3.2 Multi-head self-attention module (MSAM)

The multi-head self-attention module (MSAM) comprises of multiple self-attention heads (SAH) as shown in Fig. 4 The resultant embedding vectors received from the image to sequence module are fed into a self-attention module for self-attention learning among all the patches of a given image. In contrast to convolutional layers, the attention heads perceive a global view of an image at each level, where the heads attend all positions of an input layer or an image itself in case of the first layer. The heads start learning the dependencies among far distant parts of an image, right from the starting layers of the network.

Fig. 4
figure 4

Multi-head self-attention module (MSAM) computes scaled dot product attention and establishes associations among attentive regions among all image patches

3.2.1 Self-attention

The attention operations map the queries (Q) and a set of key values (K, V) to the output vector. The queries, keys and values are the matrices and make the input for a set of patches for which attention is computed simultaneously. We use the most commonly used multiplicative attention function, i.e., scaled dot product attention, instead of the additive attention method to compute the computationally efficient attention matrices. The additive attention function is computationally expensive and uses a feed-forward network with a single hidden layer, i.e., 3-layer network (input + hidden + output), which involves one multiplication of the input vector by a matrix, then by another matrix, and then the computation of resultant vector. In contrast, the smart implementation of the scaled dot product attention computation does not break out the whole matrix multiplication algorithm and basically is a tight, easily parallelized operation. However to avoid the vanishing gradient problem of softmax due to larger product values, we scale the product by a scale factor of \( 1/\sqrt{d_{k}} \) [10]. The scaling factor is taken as the factor of the dimensions of the model (\(\hbox {d}_{{m}}\)) and the number of heads (h) as shown in the Eq. 2.

$$\begin{aligned} d_k = \frac{d_{m}}{h} \end{aligned}$$
(2)

The computation of the multiplicative self-attention (\(\hbox {SA}_{{mul}}\)) is given in Eq. 3.
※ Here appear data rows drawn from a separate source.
PR #2800, opened 2024-09-20
add --chdir option

fboundp:
Change the current working directory to the given path during startup. This is only useful in a situation where the caller does not launch neovide directly itself, but does provide the arguments to be used for launching. For example, consider this macOS `open` command invocation:

  open -b com.neovide.neovide --args --chdir ${PWD} --log Makefile

Note that macOS launches applications with `/` as their current working directory. Without specifying `--chdir`, Neovide would attempt to create the log file in `/` and would attempt to open the non-existent file `/Makefile`.

- Feature
- Codestyle
- Refactor
- Documentation
- Other

- No


Kethku:
This needs to be documented here https://github.com/neovide/neovide/blob/main/website/docs/command-line-reference.md before it can be merged.

fboundp:
force pushed after applying rustfmt & clippy suggestions

fboundp:
Let’s merge this or reject this

fredizzimo:
I have some doubts about this. Neovim already provides a cd command which can be used like this `neovide -- --cmd "cd ~/proj`.  And that runs on the target neovim instance, so it works when spawning neovim inside WSL for example. It's also possible to open a directory directly, which will open `netrw` or plugins like `neotree`. This can be done simply by `neovide ~/proj`

So, the feature is already there, although not as ergonomic as it could be in all cases. But maybe it could be included if it was changed to perform the cd command through Neovim instead.

fboundp:
There are a couple of motivations that led me to add this to my local fork.

a) I fronted neovide with a script that attempts to emulate VIM command line processing with high fidelity yet launches neovide through `open`. That requires communicating the current working directory thru the launch of neovide, thus this `--chdir` option. Using `-c`/`--cmd` does not help here. For example:

```
# This opens the file ~/foo.txt in neovim, but the intent was to open /tmp/foo.txt.
cd ~
nvim --cmd 'cd /tmp' foo.txt

# This attempts to open ${PWD}/foo.txt in neovide, but results in opening new file /foo.txt.
open -n -a neovide --args -- --cmd "cd ${PWD}" foo.txt
```

Even if `-c`/`--cmd` could be used to accomplish this, it would still have a couple of shortcomings. First, neovim will only accept up to 10 such arguments, and thus not all command lines can be represented this way. Second, futzing with proper quoting of the path name for the command becomes necessary.

b) The intent is not only to influence neovim’s working directory, but also neovide’s. This is important wherever neovide can reference the current directory, e.g. writing logs with `--log` or relative pathnames in `--server` or `--neovim-bin`.

fredizzimo:
In that case you could spawn a subshell

`(cd /tmp && neovide foo.txt)`, which leave the current shell working directory where it is.

Or since you already use a script, which is already a subshell and therefore won't change the working directory.
```bash
#!/usr/bin/env bash
cd /tmp
neovide foo.txt
```

fboundp:
You may be missing that this is for situations where neovide will be spawned by a process that is not a child of your current process. The canonical (maybe only?) example of this is `open` on macOS.

It is pretty common for other utilities to provide the ability to set the current working directory at startup, as it is useful (simplifying) in many contexts. Some examples: `tar -C`, `make -C`, `git -C`, `emacs --chdir`, `mtree -p`.

fredizzimo:
I think we can accept this, but it has to apply to the started Neovim process instead of Neovide. This mostly applies to the WSL configuration, where Neovim is started on a different file system than Neovide, so the Neovide working directory is useless. We might also want to add support for launching remote Neovim instances, for example through ssh at some point, and the same will apply for them as well.

For Neovide itself, we will change were the `backtraces.log` is written here https://github.com/neovide/neovide/pull/2717, and I think a similar change should be done for the logs. So, after that, Neovide itself will not be dependent on a working directory.

fboundp:
Updated to apply working directory to the nvim process.

fredizzimo:
I will check this tomorrow, I think there's still something that needs to be done to get it to propagate to the WSL process, the launching is quite special and complicated.

falcucci (approved):

fredizzimo:
I finally tested this on windows with WSL. It works ok, but the paths need to refer to the Windows file system, not the WSL one. This is different than opening a file with `neovide --wsl /path/to/file`, which can accept both windows and WSL file system paths.

I think it's ok, to just document that `--chdir` always accepts windows paths, even when `--wsl` is given. The use case for this on other operating systems than macOS is minimal anyway. You can always open a terminal and go to the directory you want and neovide will launch in that directory. On Windows you can furthermore set the working directory in a gui shortcut, and on Linux you can specify the path in the desktop entry.

Or you could simply do `neovide /path/to/where/want/to/be` and it will set the working directory and open netrw or neotree and similar.

falcucci:
@fboundp thank you and sorry for the delay to merge this. 

we can also add the chdir as an option in the config file but it can be done in another pr.

I have also tested this on macOS and works great.

PR #2816, opened 2024-09-29
Windows app icon to display in old alt+tab on Windows.

madcdevelop:
- Feature: Able to see the windows app icon in the old alt+tab dialog.

- No

### DIFF
--- a/src/window/mod.rs
+++ b/src/window/mod.rs
@@ -148,6 +148,10 @@ pub fn create_window(event_loop: &ActiveEventLoop, maximized: bool, title: &str)
         .with_visible(false);
 
     #[cfg(target_os = "windows")]
+    let window_attributes = window_attributes
+        .with_taskbar_icon(Some(load_icon()));
+
+    #[cfg(target_os = "windows")]
     let window_attributes = if !cmd_line_settings.opengl {
         WindowAttributesExtWindows::with_no_redirection_bitmap(window_attributes, true)
     } else {


fredizzimo:
I think this is good when the rust formatting error is fixed.

src/window/mod.rs
```diff
@@ -147,6 +147,9 @@ pub fn create_window(event_loop: &ActiveEventLoop, maximized: bool, title: &str)
         .with_transparent(true)
         .with_visible(false);
 
+    #[cfg(target_os = "windows")]
+    let window_attributes = window_attributes.with_taskbar_icon(Some(load_icon()));
```
falcucci, line 151: I think we could avoid loading the icon twice since it is loaded at [L132](https://github.com/neovide/neovide/pull/2816/files#diff-3236d45aa6e68d88a718f7a9e523800f3a3da86bfb4114a11c320382149b4b24R132)

to achieve this we need to .clone() the icon only for windows specifically, so I would suggest something like this for readability would be enough:

```rust
let window_attributes = Window::default_attributes()
    .with_title(title)
    .with_maximized(maximized)
    .with_transparent(true)
    .with_visible(false);

#[cfg(target_family = "unix")]
let window_attributes = window_attributes.with_window_icon(Some(icon));

#[cfg(target_os = "windows")]
let window_attributes = window_attributes
    .with_window_icon(Some(icon.clone()))
    .with_taskbar_icon(Some(icon));
```

falcucci (changes requested):

falcucci (approved):

falcucci:
thank you @madcdevelop

PR #2821, opened 2024-10-03
Remove `lazy_static`

InfyniteHeap:
Remove `lazy_static` dependency and use `LazyLock` instead, which comes from the standard library. This is because the implementation comes from the standard library seems more reliable and stable than the one comes from a third-party crate.

No.


falcucci (approved):
good catch @InfyniteHeap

$$\begin{aligned} SA_{mul}(Q,K,V) = \left( \frac{\exp ({QK}^T)}{\sum _j \exp ({QK}^T)_j} * {\frac{1}{\sqrt{d_k}}}\right) V \end{aligned}$$
(3)

We use multiple parallel self-attention heads to run multiple parallel attention functions. Our main objective is to learn attention from different positions and representation spaces and jointly update learnable parameters of each attention head as shown in Eq. 5. This mechanism efficiently learns the self-attention and associations among local parts at distant positions in an image. The weights of the attention are set on the basis of pairwise similarity among the patches’ sequences. These learnt self-attentions are further refined through the depth of transformer layers.
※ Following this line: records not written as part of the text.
Issue #2657, opened 2024-06-16
Cant get neovide to open maximized on Ubuntu 24.04


bjorntrondsen:
**Describe the bug**
I cant get neovide to open maximized on Ubuntu 24.04 LTS, Gnome 46, X11 (nvim v0.10.0)
This works
`./neovide.AppImage --fork --size=4096x2048`
This does not
`./neovide.AppImage --fork --maximized`

Also tested v0.12.0 with the same result. Any ideas?

**To Reproduce**
1. Dowload latest neovide.AppImage
2. Launch using `neovide.AppImage --maximized`

**Expected behavior**
Either to launch maximized every time or remember the window size from last time

**Desktop:**
 - OS: Ubuntu 24.04 LTS (Gnome 46, X11)
 - Neovide Version 0.13.1
 - Neovim Version 0.10.0

Trace from neovide --maximized --log attached
[neovide_rCURRENT.log](https://github.com/user-attachments/files/15857758/neovide_rCURRENT.log)

fredizzimo:
Hm. It looks like creating maximized windows on X11 needs special handling. See:
* https://github.com/rust-windowing/winit/issues/2360

But we only want to do that on X11 to avoid unwanted animations on other platforms. I won't be able to fix it myself for at least three weeks, so if someone wants to try, feel free to do so.

PR #2824, opened 2024-10-04
fix: maximization on X11

murar8:
Took a stab at a fix for https://github.com/neovide/neovide/issues/2657

- Fix

- No

### DIFF
--- a/src/window/window_wrapper.rs
+++ b/src/window/window_wrapper.rs
@@ -76,6 +76,7 @@ pub struct WinitWindowWrapper {
     is_minimized: bool,
     ime_enabled: bool,
     ime_area: (dpi::PhysicalPosition<u32>, dpi::PhysicalSize<u32>),
+    needs_x11_maximization: bool,
     pub vsync: Option<VSync>,
     #[cfg(target_os = "macos")]
     pub macos_feature: Option<MacosWindowFeature>,
@@ -88,6 +89,7 @@ impl WinitWindowWrapper {
     ) -> Self {
         let saved_inner_size = Default::default();
         let renderer = Renderer::new(1.0, initial_font_settings);
+        let needs_x11_maximization = matches!(initial_window_size, WindowSize::Maximized);
 
         Self {
             skia_renderer: None,
@@ -109,6 +111,7 @@ impl WinitWindowWrapper {
             },
             initial_window_size,
             is_minimized: false,
+            needs_x11_maximization,
             vsync: None,
             ime_enabled: false,
             ime_area: Default::default(),
@@ -292,6 +295,9 @@ impl WinitWindowWrapper {
             send_ui(SerialCommand::Keyboard("<NOP>".into()));
 
             self.is_minimized = false;
+        } else if self.needs_x11_maximization {
+            self.x11_set_maximized();
+            self.needs_x11_maximization = false
         }
     }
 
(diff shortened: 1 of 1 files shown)


src/window/window_wrapper.rs
```diff
@@ -411,6 +411,17 @@ impl WinitWindowWrapper {
         skia_renderer.swap_buffers();
         if self.ui_state == UIState::FirstFrame {
             skia_renderer.window().set_visible(true);
+            let is_maximized = matches!(self.initial_window_size, WindowSize::Maximized);
+            let is_x11 = matches!(
+                skia_renderer.window().window_handle().unwrap().as_raw(),
```
murar8, line 416: Please let me know if unwrapping the window handle is ok at this point, I guess it must be?

src/window/window_wrapper.rs
```diff
@@ -410,7 +410,17 @@ impl WinitWindowWrapper {
         }
         skia_renderer.swap_buffers();
         if self.ui_state == UIState::FirstFrame {
-            skia_renderer.window().set_visible(true);
+            let window = skia_renderer.window();
+            let handle = window.window_handle().unwrap().as_raw();
```
murar8, line 414: Please let me know if unwrapping the window handle is ok at this point, I guess it must be?

fredizzimo:
Is it not enough to call `window.set_maximized(true)` here after showing the window?https://github.com/neovide/neovide/blob/6d0aa1acbd9c5bb97093d67b7c4dc7f2ba22e058/src/window/window_wrapper.rs#L413

According to this, it should work https://github.com/rust-windowing/winit/issues/2360#issuecomment-1179818125

We also have to be careful to not cause any artifacts which https://github.com/neovide/neovide/pull/2562 tries to fix. See the discussion there. Although it might be impossible in the case of maximization.

src/window/update_loop.rs
```diff
@@ -325,6 +350,7 @@ impl ApplicationHandler<UserEvent> for UpdateLoop {
         match event {
             WindowEvent::RedrawRequested => {
                 self.redraw_requested();
+                self.maximize_x11();
```
murar8, line 353: Not sure if this would be a good place to trigger the check, please let me know if you think it should be moved somewhere else.

murar8:
> Is it not enough to call `window.set_maximized(true)` here after showing the window?
I'm not very knowledgeable about X11 internals, but that was my first attempt and it doesn't seem to work, looks like it needs a rendering cycle with the window visible first. Please check out the updated code.

> We also have to be careful to not cause any artifacts which #2562 tries to fix. See the discussion there. Although it might be impossible in the case of maximization.
Thanks, will check it out! Not sure if the artifacts you are talking about are easy to see with the naked eye but I attached a video below. I also made some changes to the logic because I found a bug, feel free to check it out again!
[Grabación de pantalla desde 2024-10-08 11-15-12.webm](https://github.com/user-attachments/assets/5079ebdf-26ae-45e3-97e8-f59bb38a79b1)

murar8:
Interestingly, when testing out this code:
```diff
diff --git a/src/window/window_wrapper.rs b/src/window/window_wrapper.rs
index 39b57a0..0e821dd 100644
--- a/src/window/window_wrapper.rs
+++ b/src/window/window_wrapper.rs
@@ -410,8 +410,16 @@ impl WinitWindowWrapper {
         }
         skia_renderer.swap_buffers();
         if self.ui_state == UIState::FirstFrame {
-            skia_renderer.window().set_visible(true);
+            let window = skia_renderer.window();
+            window.set_visible(true);
             self.ui_state = UIState::Showing;
+            let is_x11 = {
+                let handle = window.window_handle().unwrap().as_raw();
+                matches!(handle, RawWindowHandle::Xlib(_) | RawWindowHandle::Xcb(_))
+            };
+            if is_x11 {
+                window.set_maximized(true);
+            }
         }
         tracy_frame();
         tracy_gpu_collect();
```
Works only when `--frame=none`

fredizzimo:
Does the latest version work without glitches? In that case I think it's good enough.

murar8:
@fredizzimo It is usable but still a bit glitchy, if you would like a temporary workaround it will work, otherwise feel free to close for now, when I have some free time I will hack on it some more.

fredizzimo:
I'm putting this into draft status for now. I have to test it myself, and I also don't think I saw any problems on X11 on KDE Plasma before, so the original problem might be limited to some desktops/window managers only.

$$\begin{aligned} h_i = SA_{mul}\left( Q{W_i}^Q,K{W_i}^K,V{W_i}^V\right) \end{aligned}$$
(4)

where \( h_i \) is the attention computed by ith head with resultant trainable parameter matrices, i.e., \( {W_i}^Q,{W_i}^K,{W_i}^V \), as shown in Eq. 4

$$\begin{aligned} MSA = F_x\left( \sum _i h_i\right) W^{o} \end{aligned}$$
(5)

Finally, the multi-head self-attention module integrates the attention computed by each head using the function (\(\hbox {F}_{{x}}\)) of concatenation. It limits the information loss through a residual connection, i.e., \(W^0\), which contains the normalized output vector of the preceding layer. The \(W^0\) is integrated with a layer’s output before submitting it to the next modules. The attention learning mechanism aims to learn the attention and its interdependence in a global manner.

The proposed encoder consists of 12 layers of parallel self-attention heads. Each image is divided into \(16\times 16\) patches. By default each patch has 3 dimensions/ channels, i.e., RGB. We linearly project the patches into 768 dimensional space (i.e., patch-width \(\times \) patch-height \(\times \) 3). Instead of providing absolute or relative position information (as followed in CNN architectures), we use alike dimensions learnable positional vectors of the patches and add them to the respective patch embeddings to make a sequence of input for the transformer.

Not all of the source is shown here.